Week 6 Discussion 1
This week, you will be submitting a data analysis plan for your research proposal. Share your research questions and research project as well as your anticipated type of quantitative analysis with the class. What quantitative test/s are you going to conduct on your data (t-test, correlation, chi-square, regression, ANOVA, ANCOVA, etc.) and explain why you feel this is the best test. Then, examine at least two of your classmates’ posts and comment on their chosen methods of analysis. Do you have any suggestions for improvement? Are there any concerns regarding their chosen methods?
For my research project on the effectiveness of telehealth in treating Major Depressive Disorder (MDD), my research questions revolve around assessing the impact of telehealth interventions on depressive symptoms, treatment adherence, and patient satisfaction. To analyze the quantitative data collected from surveys and assessments, I plan to conduct regression analysis.

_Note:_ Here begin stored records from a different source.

PR #1822, opened 2021-08-18
Fix repo size and crates.io logo

cwfitzgerald:
**Connections**

Follow up to #1820 

**Description**

Shrink!

**Testing**

Eyes

### DIFF
--- a/wgpu/Cargo.toml
+++ b/wgpu/Cargo.toml
@@ -5,10 +5,20 @@ authors = ["wgpu developers"]
 edition = "2018"
 description = "Rusty WebGPU API wrapper"
 homepage = "https://wgpu.rs/"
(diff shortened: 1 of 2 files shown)


wgpu/Cargo.toml
```diff
@@ -8,7 +8,18 @@ homepage = "https://wgpu.rs/"
 repository = "https://github.com/gfx-rs/wgpu"
```
kvark, line 8: can we also change this to point to v0.10 branch (which will be created)?
people often get confused about this, so it would be nice to have

kvark (commented):
One small wish!

kvark (approved):

kvark:
thank you!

Regression analysis is the most suitable quantitative test for this study because it allows me to examine the relationship between multiple independent variables (e.g., frequency of telehealth sessions, duration of treatment, patient demographics) and a continuous dependent variable (e.g., changes in depressive symptoms over time). By conducting regression analysis, I can assess the predictive power of various factors on treatment outcomes and identify significant predictors of treatment effectiveness. Additionally, regression analysis enables the exploration of potential interactions and moderating effects among variables, providing a more nuanced understanding of the factors influencing telehealth outcomes for MDD patients.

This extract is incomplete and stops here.